Yes, because when the annihilation operator works on the state zero, we will get zero by definition according to my book so I thought that there was no point in taking it. But I can see that that would get me on the right track again, but I don't know how I can do it?
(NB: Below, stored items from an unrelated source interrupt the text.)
PR #1653, opened 2018-08-07
Docker cleanup portal

isuftin:


isuftin:
I need to update the rserve section before merging this. I will merge the rserve section to here before merging this PR. This still builds rserve 3.4.3 but i need to get it to 3.3.3

isuftin:
Should be good once https://github.com/USGS-CIDA/coastal-hazards/pull/1654 is merged

PR #1663, opened 2018-09-25
CCH 492: Remove need for PyCsw when publishing/reading metadata.

dpattermann-usgs:
Removed need for PyCsw when reading metadata.
Metadata should be returned as GSON in a map with keys: Keywords, Box, Resources.


zmoore-usgs:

But by taking the sum from n = 0, I end up with $c_n = c_{n-1}\frac{c'}{\sqrt{n}}$, where c' = $\frac{1}{c}$. And now I'm not really sure what to do next. Can I just put this in my expression for $|V\rangle$ and call that an eigenstate with c' as the constant? It doesn't look like the expression I found for the eigenstate, which was $|V\rangle$ = $c_{0}$ $\sum\limits_{n=0}^\infty$ $\frac{c^n}{\sqrt{n!}}$$|n\rangle$ in my notation. I tried writting the expression I found out, but then I got something like:
$c_0 + \frac{c'c_0}{\sqrt{1}} + \frac{c_0c'^2}{\sqrt{2}} + \frac{c_0c'^3}{\sqrt{6}}$. It sort of looks like the equations I got in the start, but I'm stuck in trying to get to one place from the other. Any hints?

And thanks for the help!

4. Oct 6, 2015

### strangerep

In your "relevant equations", you didn't write out the action of the creation operator $a^*$. E.g.,
$$a^*|0\rangle ~=~ ~?~$$$$(a^*)^2 |0\rangle ~=~ ~?~$$etc. Try to express each term in your sum for $|V\rangle$ in terms of $a^*$ acting on the vacuum.